Must-read: This biography of South Africa’s legendary ‘Afro-saxon’ muso, Syd Kitchen

You may not know of him, but everyone from Durban, like me, does. Thankfully, a just-published biography by Donvé Lee introduces readers to the poetic misfit who mentored many musicians.

mural-syd

A mural of Syd, which was at Durban’s old Corner Cafe

When I heard that a biography of Syd Kitchen was being published,  I immediately marked it as a must-read. I’d seen him perform at Splashy Fen, where he played every year from its start before he died, and had seen him around. With his long hair, floppy hat and bare feet, he looked the quintessential hippie muso − no doubt with plenty stories to tell.

Here’s the book’s blurb:

“Skollie, saint, scholar, hippest of hippies, imperfect musician with a perfect imagination, Syd Kitchen was, like all great artists, born to enrich his art and not himself. Plagued by drugs, alcohol and depression, too much of an outlaw to be embraced by record companies, he frequently sold his furniture to cover production costs of his albums, seduced fans at concerts and music festivals worldwide with his dazzling ‘Afro-Saxon’ mix of folk, jazz, blues and rock interspersed with marvellously irreverent banter, and finally became the subject of several compelling documentaries, one of which −‘Fool in a Bubble’ − premiered in New York in 2010.”

scars-that-shine-cover

The book’s title is a reference to Syd’s poetry collection of the same name, published in 1974. I have a signed copy – I pounced on it when I spotted it at the Milnerton Flea Market several years ago. See below … I wonder who the mysterious Michelle was?

 

Syd Kitchen poetry book

“Michelle, Thanks for the past help regardless how small. You’re a pretty lady. Luv on ya. Syd”

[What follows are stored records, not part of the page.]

PR #1957, opened 2017-03-15
Fix build break (PackageSpecCreatorTests) and eliminate dead code.

dpugh:


main/src/addins/MonoDevelop.PackageManagement/MonoDevelop.PackageManagement.Tests/MonoDevelop.PackageManagement.Tests/PackageSpecCreatorTests.cs
```diff
@@ -83,11 +83,6 @@ void AddPackageTargetFallback (string packageTargetFallback)
 			project.AddPackageTargetFallback (packageTargetFallback);
 		}
 
-		void AddPackageTargetFallback (string packageTargetFallback)
```
ToddGrun: I already checked in the build break fix

PR #1960, opened 2017-03-16
Misc opt

Therzok:


slluis:
Are those micro optimizations really worth it?

Therzok:
The `ToCharArray` came up on a linked commit in the Slack channel, easy fix, easy commit.

WRT StringBuilder optimizations, some notable optimizations are in the AstAmbience (called document path extension), SignatureMarkup (every code tooltip), AssemblyBrowser (tree construction, decompilation, xml doc loading), VCS log, editor drawing (TextEditorData) - they're worth it as they shouldn't do extra allocations causing sporadic GCs.

There's some extra code churn I made with the:
```
-			result.Append (String.Format (GettextCatalog.GetString ("<b>Declaring Type:</b>\t{0}"), type.FullName));
 +			result.Append (GettextCatalog.GetString ("<b>Declaring Type:</b>\t{0}", type.FullName));
```

But didn't it cleaned up code, so I didn't to leave them out.

Therzok:
I did a full pass so this can be easily checked later on, and first of all, for consistency.

slluis:
Just wondering if it is worth the time of you fixing all of that, and my time reviewing it.

slluis:
What I mean is that we should focus on real performance issues. I don't think IdeVersionInfo.cs is a performance bottleneck. We should not change fully functional code (even if not perfect) just for the sake of consistency.

Therzok:
I'll refrain from doing unneeded changes from now on. The idea is that those hot loops I mentioned in the previous comment showed up on profiling charts, so it ended up being worth it to do it for those. At the time, the difference between just looking at other usages of the wrong pattern (since the test scenarios I have on profiling do not cover everything) and fixing them was minor.

main/src/addins/CSharpBinding/MonoDevelop.CSharp/AstAmbience.cs
```diff
@@ -244,45 +249,50 @@ public string GetEntityMarkup (SyntaxNode e)
...
 				// sb.Append (entity.Name);
-			}*/
+			}*/
 
-			string markup = sb.ToString ();
-			if (IsObsolete (e as MemberDeclarationSyntax))
-				return "<s>" + markup + "</s>";
-			return markup;
+			if (IsObsolete (e as MemberDeclarationSyntax)) {
+				sb.Append ("</s");
```
slluis: Wrong closing tag.

main/src/addins/MonoDevelop.Gettext/MonoDevelop.Gettext/Catalog.cs
```diff
@@ -976,7 +976,8 @@ public void DeleteHeader (string key)
 				foreach (string line in value.Split (new string[] {Environment.NewLine}, StringSplitOptions.None)) {
 					if (sb.Length != 0)
 						sb.AppendLine ();
-					sb.Append ("# " + line);
+					sb.Append ("#");
```
slluis: Missed space after #

main/src/core/Mono.TextEditor.Shared/Mono.TextEditor.Utils/Diff.cs
```diff
@@ -472,7 +472,7 @@ static void WriteHunks (Queue<Hunk> qh, TextDocument baseDocument, TextDocument
 
 			int remEnd = System.Math.Min (baseDocument.LineCount, item.RemoveStart + item.Removed + item.Context);
 			for (int i = item.RemoveStart + item.Removed; i < remEnd; i++) {
-				sb.AppendLine (" " + baseDocument.GetLineText (i, false));
+				sb.AppendLine (" ").AppendLine (baseDocument.GetLineText (i, false));
```
slluis: First call should be Append, not AppendLine

main/src/core/MonoDevelop.Ide/MonoDevelop.Ide.TypeSystem/Ambience.cs
```diff
@@ -604,7 +606,9 @@ public static string GetDocumentationMarkup (ISymbol member, string doc, Documen
 						case "seealso":
 							if (string.IsNullOrEmpty (options.HighlightParameter)) {
 								ret.Append (options.FormatHeading (GettextCatalog.GetString ("See also:")));
-								ret.Append (" " + EscapeText (xml ["cref"] + xml ["langword"]));
+								ret.Append (" ");
+								ret.Append (EscapeText (xml ["cref"]));
+								ret.Append (xml ["langword"]);
```
slluis: `xml ["langword"]` was escaped before the change

Therzok:
Feedback fixed.

PR #1962, opened 2017-03-16
6.2.0.1718 with fix win mono build

simonegli8:


simonegli8:
This fix fixes building with Mono xbuild on Windows. Building with Mono xbuild was broken since a long time on Windows (I'm talking about building EVERYTHING, not MD).
The problem was the assembly resolver was bad in the builder exe, and xbuild format v12 and v14 csproj's did not build and were not included in the windows build od MD, because they did reference the wrong assemblies.

PR #1968, opened 2017-03-16
Fix for https://bugzilla.xamarin.com/show_bug.cgi?id=53412

ToddGrun:
The issue here is that TextChangeEventArgs.GetNewOffset was using an updated position to pass to later calls. I've gone ahead and got rid of TextChange.GetNewOffset (only this caller remained), and instead of updating the position, updated a changeDelta.

The *real* fix here is to switch things over to using tracking or snapshot points, but this at least fixes the issue at hand (and potentially others), and we can debate switching over to the other data structures later.


ToddGrun:
Hold off on reviewing this for a bit, looks like I have a bug...

PR #1969, opened 2017-03-17
[Gtk] Don't show Gtk# File Templates if no Gtk# reference exists.

Therzok:
This came up on the XPlat Code Editor mailing list. Right now, this will disable gtk# file templates on a project which does not reference gtk-sharp.


Therzok:
cc @mhutch

Therzok:
This still leaves the DrawingArea tooltip available. I guess the more generic fix is providing a way to check references inside the .addin.xml. cc @mrward

PR #1970, opened 2017-03-17
[GtkCore] Disable Gtk templates if there is no Gtk# reference.

Therzok:


slluis:
Maybe we could have a more generic condition, like <HasReference assembly="gtk-sharp" />

Therzok:
Superseded by #1972

PR #1971, opened 2017-03-17
[NUnit] Concurrent-safe AbstractResultsStore

Therzok:
This is a tentative fix for a concurrency case on registering unit tests.
Based on the stacktrace in the bug report, this seems like the TestRecord
is modified concurrently, thus causing issues on getting an item that
would've been added/removed (i.e. array resize).

Bug 42513 - Test result store seems to be corrupted - internal error when running many tests


Therzok:
Best seen ignoring whitespace.

PR #1975, opened 2017-03-17
[Core] Fix caching issue when getting source files

slluis:
Fixes bug #53384

PR #1976, opened 2017-03-17
[Core] Fix caching issue when getting source files

slluis:
Fixes bug #53384


alanmcgovern:
We might need to revert this https://github.com/mono/monodevelop/pull/1975#issuecomment-288116040

PR #2364, opened 2017-05-04
Check if keybinding file exists before opening it

KirillOsenkov:
This avoids a first-chance exception on startup when we try to read from a file that doesn't exist.

### DIFF
--- a/main/src/core/MonoDevelop.Ide/MonoDevelop.Components.Commands/KeyBindingService.cs
+++ b/main/src/core/MonoDevelop.Ide/MonoDevelop.Components.Commands/KeyBindingService.cs
@@ -168,7 +168,12 @@ namespace MonoDevelop.Components.Commands
 		public static void LoadCurrentBindings (string defaultSchemaId)
 		{
 			XmlTextReader reader = null;
-			
+
+			if (!File.Exists (ConfigFileName)) {
+				ResetCurrent (defaultSchemaId);
+				return;
+			}
+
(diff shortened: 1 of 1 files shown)


main/src/core/MonoDevelop.Ide/MonoDevelop.Components.Commands/KeyBindingService.cs
```diff
@@ -168,7 +168,12 @@ internal static string GetCommandKey (Command cmd)
 		public static void LoadCurrentBindings (string defaultSchemaId)
 		{
 			XmlTextReader reader = null;
-			
+
+			if (!File.Exists (ConfigFileName)) {
```
Therzok: I'd argue that IO is slower than handling an exception which does the same thing. Depends on where we want to end up.

KirillOsenkov: If you're optimizing for performance, perhaps. But if you're optimizing for debuggability of the startup path, File.Exists wins hands down :)

Also keep in mind that a single extra File.Exists at the startup path won't tip the perf scale in any way, compared to what I just saw we're doing everywhere :)

Therzok: :+1: okay, sure, I was just mentioning that the exception is handled below.

PR #2373, opened 2017-05-05
Fixed 'Bug 55987 - Completion on XML closing tags is broken'

mkrueger:


main/src/core/MonoDevelop.Ide/MonoDevelop.Ide.CodeCompletion/ListWindow.cs
```diff
@@ -375,12 +375,13 @@ public KeyActions PostProcessKey (KeyDescriptor descriptor)
 					var selectedItem = list.SelectedItemIndex;
 					if (selectedItem < 0 || selectedItem >= DataProvider.ItemCount)
 						return KeyActions.CloseWindow;
-					var text = DataProvider.GetText (selectedItem);
-					if (!text.Substring (0, Math.Min (text.Length, CurrentPartialWord.Length)).EndsWith (descriptor.KeyChar.ToString (), StringComparison.Ordinal)) {
-						return KeyActions.Process | KeyActions.CloseWindow;
```
slluis: why was this added and why remove it now?

mkrueger: Has historical reasons - our completion engine was built for c# with some xml hacks.  That was a best fit for completing with punctuation. If a punctuation like '/' or so is in the display string it should not complete. 

During the webtools work some of the hack stuff was removed because they needed some more special casing. The webtools work was mostly to move responsibility of the list handling to the backends. Some of the xml special casing seems not to work anymore so I switched the xml extension to the new commit char system and that code interferes with the backend processing.

PR #2375, opened 2017-05-05
Use a ignore case comparer for propertiesWithTransforms

Therzok:


mrward:
It looks like the line endings have changed so it looks like the entire file has changed.

PR #2379, opened 2017-05-07
Mono todo optimization

Therzok:


Therzok:
Something's weird, as in `System.MonoTODOAttribute` is not found. Have to investigate why.

Therzok:
Fixed. Seems like `GetTypeByMetadataName` returns null if multiple symbols are matched.

main/src/addins/CSharpBinding/MonoDevelop.CSharp.Diagnostics/MonoTODO/MonoTODODiagnosticAnalyzer.cs
```diff
@@ -58,15 +59,34 @@ sealed class MonoTODODiagnosticAnalyzer : DiagnosticAnalyzer
...
-				(nodeContext) => {
-					Diagnostic diagnostic;
-					if (TryFindMonoTODO(nodeContext.SemanticModel, nodeContext.Node, out diagnostic, nodeContext.CancellationToken))
-						nodeContext.ReportDiagnostic (diagnostic);
-				},
-				syntaxKindsOfInterest);
+			context.RegisterCompilationStartAction (compilationContext => {
+				var compilation = compilationContext.Compilation;
+				var monoTodoAttributeExists = GetSearchAssemblies (compilation)
+				                                   .Any (assemblySymbol => assemblySymbol.GetTypeByMetadataName (MonoTODOAttributeName) != null);
```
mkrueger: Would maybe make more sense to filter for assembly name ?

Therzok: MonoTODOAttribute is shipped in every bcl assembly that uses it.

Therzok: Also, it's not really slow, we already bind all symbols because of the error diagnostics.

slluis:
@mkrueger do you approve?

PR #2391, opened 2017-05-08
Initial work to support SDK resolvers

slluis:
Changes done so far:
* MD.Core now references the MSBuild assemblies from the msbuild dir. The assemblies need to be explicitly loaded since they are not in the gac.
* I copied SdkResolution.cs and related files from MSBuild and adapted it to MD. Paths in BuildEnvironmentHelper are harcoded, that needs to be fixed.
* DefaultMSBuildEngine now gets the sdk path from SdkResolution. This is working correctly.
* I commented out the line that sets the value of MSBuildSDKsPath as an env var in ProjectBuilder.v4.0.cs. If that env var is not defined, MSBuild should be using the resolvers to find the SDKs, but this is not working, resolvers are not found.

We can't merge this because the last bit doesn't work, and builds fail. This could be because MD loads the msbuild libraries from a temp directory.


radical:
The first issue is that msbuild is looking for `SdkResolvers/` next to the other assemblies in the builder directory. Copying that over (https://gist.github.com/radical/bdc824ceafddb36c162805fdee7144cd) gets to the next issue:
```
Mono: DllImport error loading library '/Users/ankit/Library/Caches/MonoDevelop/7.0/MSBuild/3303_1/SdkResolvers/Microsoft.DotNet.MSBuildSdkResolver/libhostfxr.dylib': 'dlopen(/Users/ankit/Library/Caches/MonoDevelop/7.0/MSBuild/3303_1/SdkResolvers/Microsoft.DotNet.MSBuildSdkResolver/libhostfxr.dylib, 9): no suitable image found.  Did find:
        /Users/ankit/Library/Caches/MonoDevelop/7.0/MSBuild/3303_1/SdkResolvers/Microsoft.DotNet.MSBuildSdkResolver/libhostfxr.dylib: mach-o, but wrong architecture
```

It's a 64bit library and the builder is being run with `mono32`, which is because of https://github.com/mono/monodevelop/blob/master/main/src/core/MonoDevelop.Core/MonoDevelop.Core.Assemblies/MonoTargetRuntime.cs#L350-L351 .
```
			if ((peKind & (IKVM.Reflection.PortableExecutableKinds.Required32Bit | IKVM.Reflection.PortableExecutableKinds.Preferred32Bit)) != 0) {
				monoPath = Path.Combine (MonoRuntimeInfo.Prefix, "bin", "mono32");
```

Switching the builder to be built for x64, fixes the above issue and I don't get any error about not being able to find a SDK. But I'm not sure whether we should switch
the builder to 64bit, at this last moment.

mhutch:
@radical is `msbuild` running 64bit?

radical:
@mhutch Yeah, good point. `msbuild` script just uses the default `mono`, which is a 64bit binary on `5.2.0`. So, we are running `msbuild` in a 64bit process, in the command line case

mrward:
The MSBuildSDKsPath is used in the [MSBuildEvaluationContext](https://github.com/mono/monodevelop/blob/3394cea4b87614eab7b10eb56b5dbecfd1def4d5/main/src/core/MonoDevelop.Core/MonoDevelop.Projects.MSBuild/MSBuildEvaluationContext.cs#L113) and the [MSBuildProjectService](https://github.com/mono/monodevelop/blob/a21dc0de5a6296dc4e2b0a0f9fcfd38379fb86c6/main/src/core/MonoDevelop.Core/MonoDevelop.Projects.MSBuild/MSBuildProjectService.cs#L1352). 
The MSBuildSDKsPath here would point to Mono's MSBuild Sdks path instead of the path found by the resolvers. Should this be using the same path that the resolver is using?

The MSBuildSDKsPath property is used by some of the Microsoft.NET.Sdk.Web sdk files so I would guess this would result in the wrong files would be imported for .NET Core 2.0.

slluis:
My testing shows that MSBuild always assigns Mono's MSBuild Sdks path to MSBuildSDKsPath. This looks wrong.

slluis:
@radical I did the changes you proposed: SdkResolvers dir is now copied over (https://github.com/mono/monodevelop/pull/2391/commits/004cf4fc473efeff6454cd7d3928a017648bd7e8#diff-7d47d1b630cad3bebf76466c5c32107eR1316), and builders are now built as 64bit apps (https://github.com/mono/monodevelop/pull/2391/commits/004cf4fc473efeff6454cd7d3928a017648bd7e8#diff-1901772d7d7f30b6dd7e0f13923b4e45R22).

The log shows that the resolver and its native dll are correctly found and loaded. However, I still get the same build error. Could you please check this out and see if it works for you? did I miss anything?

radical:
@slluis it is working for me. I can see it using targets from dotnet like 

`Target "_ComputeLockFileCopyLocal" in file "/usr/local/share/dotnet/sdk/2.0.0-preview1-005972/Sdks/Microsoft.NET.Sdk/build/Microsoft.PackageDependencyResolution.targets":`

I tried it with:
```

<Project Sdk="Microsoft.NET.Sdk">

  <PropertyGroup>
    <OutputType>Exe</OutputType>
    <TargetFramework>netcoreapp2.0</TargetFramework>
  </PropertyGroup>

</Project>
```

mrward:
The MSBuildSDKsPath property pointing to Mono's MSBuild Sdks directory might not be a problem, at least not for .NET Core 2.0. The .NET Core 2.0 preview 1 sdks do not seem to use it in any of their MSBuild targets.

The sdk-resolvers branch seems OK to me for netstandard1.0 and 2.0 and console projects that target netcoreapp1.0 and 2.0.

ASP.NET Core projects seem to trigger a stackoverflow exception if you create or open them.

mrward:
It looks like the 1.0.4 and 2.0 preview 1 sdks are using a new type of import in the Microsoft.NET.Sdk.Web/Sdk/Sdk.props which is not currently supported. Instead the Sdk.props file is imported repeatedly until the stack overflows.

Microsoft.NET.Sdk.Web/Sdk/Sdk.props: 
```
<Project ToolsVersion="14.0" xmlns="http://schemas.microsoft.com/developer/msbuild/2003">

  <Import Sdk="Microsoft.NET.Sdk" Project="Sdk.props" />
  
  <Import Sdk="Microsoft.NET.Sdk.Web.ProjectSystem" Project="Sdk.props" />
  
  <Import Sdk="Microsoft.NET.Sdk.Publish" Project="Sdk.props" />
  
</Project>
```

slluis:
Those commits should fix all pending issues. It add support for Sdk attribute in imports and it adds an internal MonoDevelop resolver for SDKs registered by addins. I'll add some unit tests.

main/src/core/MonoDevelop.Core/MonoDevelop.Core/Runtime.cs
```diff
@@ -481,6 +481,7 @@ static void unixSetProcessName (string name)
 
 		static void LoadMSBuildLibraries ()
 		{
+			// Explicitly load the msbuild libraries since they are not installed in the GAC
 			var path = systemAssemblyService.CurrentRuntime.GetMSBuildBinPath ("15.0");
 			System.Reflection.Assembly.LoadFrom (System.IO.Path.Combine (path, "Microsoft.Build.dll"));
```
mhutch: Would it make sense for this to use Platform.AssemblyLoad?

mhutch:
Any chance I could get a public APIs for enumerating SDKs and resolving SDKs, for the MSBuild extension?

main/src/core/MonoDevelop.Core/MonoDevelop.Core/Runtime.cs
slluis: Yeah

slluis:
Sure, I can add some public api for that.

mhutch:
Thanks!

Something like this would be great:

```
string GetMSBuildSdkPath (string sdkID);
IEnumerable<string> GetMSBuildSdkIDs ();
```

slluis:
@mhutch I just realized that I can't easily implement that API. The SDK resolvers don't provide information about which SDKs are available, they just return the path for a given SDK.

mhutch:
@slluis yes, I realizes it wouldn't be complete, but we have the info for a subset - the ones in MD and in the core SDK directory

slluis:
Ok, I think I fixed the unit test failures. There we two issues:
1) The custom MD resolver was not exposed as a public class in release builds.
2) The whole Sdks folder needs to be copied to the local builder directory, otherwise msbuild won't
find it and it won't use the Mono shipped targets when the .net core ones are not found.

main/src/core/MonoDevelop.Projects.Formats.MSBuild/MonoDevelop.MSBuildResolver/Properties/AssemblyInfo.cs
```diff
@@ -0,0 +1,51 @@
+﻿//
+// AssemblyInfo.cs
+//
+// Author:
+//       lluis <>
+//
+// Copyright (c) 2017 ${CopyrightHolder}
+//
```
mrward: Another missing copyright here.

slluis:
Copyright headers fixed.

PR #2392, opened 2017-05-08
[C#] Optimize parameter hinting handling.

Therzok:
This change fixes parameter hinting so that it works similar to how Roslyn handles it. This will do for now, until we switch to roslyn's ISignatureHelpProvider

Best viewed side-by-side, as nothing of the old code remains, uses the same mechanism as here: http://source.roslyn.io/#Microsoft.CodeAnalysis.CSharp.Features/SignatureHelp/InvocationExpressionSignatureHelpProvider.cs,54


mkrueger:
IMO we can use the roslyn parameter hinting - now we've internals access there is nothing that prevents it.

Why not switch to the roslyn version - if you invest work in that ?

slluis:
Let's make a lane to verify test are green.

Therzok:
Lane created.

Therzok:
I have a patch which started the work to switch to Roslyn's parameter hinting engine. https://github.com/mono/monodevelop/commits/swap-parameter-hinting

Therzok:
Tests are green.

PR #2395, opened 2017-05-09
Bug 55875 - Call Stack Disappears when a thread selection is made whi…

DavidKarlas:
Backport from d15-2 branch


slluis:
Please PR for d15-3-preview.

In the foreword, the late veteran journo Owen Coetzer, who helped run the Durban Folk Club back then, wrote:

“Syd Kitchen is the poet. The seeker. His touch is masterful. His omni-luminescent eyes see it all. His words tell the rest. But more important, he is a musician in the tradition of the ancients – the storyteller who journeyed from land to land singing of the past, the present and the future. The minstrel who laboured for love, and who found peace and satisfaction in the giving of himself and his art.”

When Syd passed away early in 2011, many obituaries followed. In one of them, Owen’s daughter Diane, a music journalist, shares her childhood memories of Syd, and laments the fact that he never received proper recognition, both when alive and at his death.

“To a child, he was a fascinating creature: His hair was long, he sometimes struggled to talk through a stutter, he wore outlandish clothes and, even for children used to being around musicians, Syd seemed to us to carry with him something magical …”

“[His] remarkable 40-year music career, filled with live gigs, songwriting, and albums […] simply never benefited from the mainstream business – not just the labels that never signed him, but retail outlets that never stocked his records and radio that never played his songs […] And, looking at the artists who’ve emerged from under his wing in KwaZulu-Natal especially, it’s easy to see where Syd’s musical legacy will reside, outside of his recordings and songs.”

This is where the book comes in. At the launch at the Book Lounge, we were treated to a performance of Syd’s song Walking, by two muso friends of his. Then Donvé was interviewed by Stephen Segerman, one of the men who ensured ‘Sugar Man’, the musician Rodriguez, finally got his story told.

Donvé spoke of the research she did to compile the book – interviewing over 120 people, pouring over Syd’s lyrics and letters to an old girlfriend etc. – and how she tried to make Syd’s voice prominent. In the “magical process of giving over to his voice,” she admitted the boundaries at times blurred: Syd was under her skin, in her head.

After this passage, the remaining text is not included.